### ABOUT THIS TASK
From the entries below, list each line with "items".

### DATA SECTION
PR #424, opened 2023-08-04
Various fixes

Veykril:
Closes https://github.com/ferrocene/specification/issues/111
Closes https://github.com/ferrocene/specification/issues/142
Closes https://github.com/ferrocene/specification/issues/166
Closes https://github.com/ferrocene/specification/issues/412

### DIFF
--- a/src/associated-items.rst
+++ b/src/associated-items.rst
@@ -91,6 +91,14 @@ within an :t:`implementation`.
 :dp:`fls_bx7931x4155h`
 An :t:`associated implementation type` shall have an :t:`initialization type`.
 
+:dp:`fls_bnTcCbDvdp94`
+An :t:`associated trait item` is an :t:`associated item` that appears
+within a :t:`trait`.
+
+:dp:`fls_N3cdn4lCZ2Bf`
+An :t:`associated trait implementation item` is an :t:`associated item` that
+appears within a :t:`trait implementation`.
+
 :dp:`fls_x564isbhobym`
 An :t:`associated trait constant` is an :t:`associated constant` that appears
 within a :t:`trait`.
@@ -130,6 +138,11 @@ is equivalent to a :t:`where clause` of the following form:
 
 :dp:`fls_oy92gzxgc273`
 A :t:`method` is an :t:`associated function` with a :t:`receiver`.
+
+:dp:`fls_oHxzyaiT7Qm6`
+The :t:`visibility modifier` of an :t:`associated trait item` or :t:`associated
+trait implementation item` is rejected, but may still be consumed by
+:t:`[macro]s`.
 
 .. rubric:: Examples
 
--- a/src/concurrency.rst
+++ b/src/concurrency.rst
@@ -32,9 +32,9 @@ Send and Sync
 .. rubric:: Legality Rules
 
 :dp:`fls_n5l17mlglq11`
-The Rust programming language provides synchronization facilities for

### EXERCISE OUTPUT
--- a/src/associated-items.rst
+++ b/src/associated-items.rst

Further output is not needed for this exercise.